PR #6305, opened 2023-05-12
fix: squished logic block either option

### LINKED ISSUE #5508: logic block's equals to/either option is squished when the selected option has a long name

LinHuiqing:
(lifted from @dexxtan's PR https://github.com/opengovsg/FormSG/pull/5830, moved here for CI checks before we can merge it in)

## Problem

Logic block's equals to/either option is squished when the selected option has a long name.

Closes #5508 

## Solution

Flex basis which should be used to size the width of the rendered multi select input is not respected because there is a max width set on the multi select combo box input beside it. This results in the squished component.

The solution is to:
- convert max width into flex basis on the multi select combo box container
- rely on current set flex grow and flex shrink settings on the multi select combo box container to size that input
- not let the dropdown icon overflow to the next line due to insufficient width available
- and also apply min width 0 on both inputs for desktop screen sizes to let the implicit flex basis auto of the multi select input on the left size the input correctly
- also add a useEffect hook to set min width for the multi select input in case of other types of inputs needing this. It can be simplified from a switch to a simple if else since there is only one condition now

**Breaking Changes** 

    - Details ...

## Before & After Screenshots

**BEFORE**:

From issue #5508:
issue

**AFTER**:

See issue fixed:
Screenshot 2023-02-23 at 12 54 41 AM

## Tests

- [ ] Create a form with a Radio field.
- [ ] In this field, create an option with a very long name.
- [ ] Go to the logic option and use this field in the condition.
- [ ] Select "either" as the option for condition and select the long option as the value. The equals to / either option dropdown should not be squished after the long option has been selected.
- [ ] Repeat the above for a Dropdown field.

### DIFF
--- a/frontend/src/components/Dropdown/components/MultiSelectCombobox/MultiSelectCombobox.tsx
+++ b/frontend/src/components/Dropdown/components/MultiSelectCombobox/MultiSelectCombobox.tsx
@@ -18,7 +18,8 @@ const MultiItemsContainer: FC = ({ children }) => {
       // Margin difference for selected items.
       my="-3px"
       // Padding for dropdown toggle.
-      maxW="calc(100% - 2.5rem)"
+      flexBasis="calc(100% - 2.5rem)"
+      minW="0px"
     >
       {children}
     </Box>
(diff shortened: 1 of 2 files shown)


foochifa:
I think we should still leave the commits authored by @dexxtan in #5830. So perhaps we could first pull his local repo into a new branch then make changes from there? Before cutting a PR from said branch. This should help reflect his work in this PR too.

LinHuiqing:
> I think we should still leave the commits authored by @dexxtan in https://github.com/opengovsg/FormSG/pull/5830. So perhaps we could first pull his local repo into a new branch then make changes from there? Before cutting a PR from said branch. This should help reflect his work in this PR too.

@foochifa done!

timotheeg (approved):
LGTM

PR #6334, opened 2023-05-16
fix: disable payment resume and duplicate modals in preview

foochifa:
## Problem

Currently we show the `FormPaymentModal`, `FormPaymentResumeModal` and `DuplicatePaymentModal` in preview mode if the same browser or email is used in a public form submission.

This should be disabled when the admin is in preview mode

## Solution

Check if form is in preview mode before displaying the modals.

**Breaking Changes** 

**Improvements**:

- Shifted `isPreview` from a prop in `FormFieldsContainer` and `FormEndPageContainer` to a context in `usePublicFormContext`. As `isPreview` should be static, it can be inserted as a global context without much performance consideration (from hooks updates etc)

## Before & After Screenshots

**BEFORE**:

image
image

## Tests

To ensure functionality within payments
- [ ] go to a payment form
- [ ] open the form, make a payment intent
- [ ] go to preview mode, there should be no resume modal that is shown
- [ ] go back to the public form, the resume modal should be shown
- [ ] resume session, make the payment
- [ ] go to preview mode, attempt to make a preview payment with the same email as above
- [ ] No payment modal should be shown
- [ ] go to public form, attempt to make a payment with the same email
- [ ] duplicate payment modal should be shown
- [ ] go to public form, attempt to make a payment with a new email
- [ ] proceed to pay modal should be shown

To ensure no regression problem
- [ ] go to a normal storage mode form
- [ ] go to preview mode, submit the form
- [ ] go to public form, submit the form
- [ ] do the same for an email mode form

### DIFF
--- a/frontend/src/features/admin-form/preview/PreviewFormPage.tsx
+++ b/frontend/src/features/admin-form/preview/PreviewFormPage.tsx
@@ -34,8 +34,8 @@ export const PreviewFormPage = (): JSX.Element => {
           <FormStartPage />
           <PublicFormWrapper>
             <FormInstructions />
-            <FormFields isPreview />
-            <FormEndPage isPreview />
+            <FormFields />
+            <FormEndPage />
             <FormFooter />
           </PublicFormWrapper>
         </FormSectionsProvider>
--- a/frontend/src/features/admin-form/preview/PreviewFormProvider.tsx
+++ b/frontend/src/features/admin-form/preview/PreviewFormProvider.tsx
@@ -334,6 +334,7 @@ export const PreviewFormProvider = ({
         isLoading,
         handleLogout: undefined,
         isPaymentEnabled,
+        isPreview: true,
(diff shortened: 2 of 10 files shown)


LinHuiqing (changes requested):
After the first payment is attempted on preview mode, subsequent payments attempted on preview mode will still show the modal.

foochifa:
Thanks @LinHuiqing for catching that! Have confirmed with @staceytan1998 that all modals should not be shown in preview [69a7234](https://github.com/opengovsg/FormSG/pull/6334/commits/69a723471503bb0b87da808d9f0938050d9a1367)

timotheeg (approved):
LGTM. Thanks ChiFa!

LinHuiqing (approved):
lgtm and tested! as mentioned, will open a separate issue for the ever-present white box for payment preview even when payment is not enabled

*PROBLEM TO WORK ON:* Include the first line of the listing, the line with "Flex basis which", and every line between them, each repeated exactly, and output only those.

*FINISHED EXERCISE:*
PR #6305, opened 2023-05-12
fix: squished logic block either option

### LINKED ISSUE #5508: logic block's equals to/either option is squished when the selected option has a long name

LinHuiqing:
(lifted from @dexxtan's PR https://github.com/opengovsg/FormSG/pull/5830, moved here for CI checks before we can merge it in)

## Problem

Logic block's equals to/either option is squished when the selected option has a long name.

Closes #5508 

## Solution

Flex basis which should be used to size the width of the rendered multi select input is not respected because there is a max width set on the multi select combo box input beside it. This results in the squished component.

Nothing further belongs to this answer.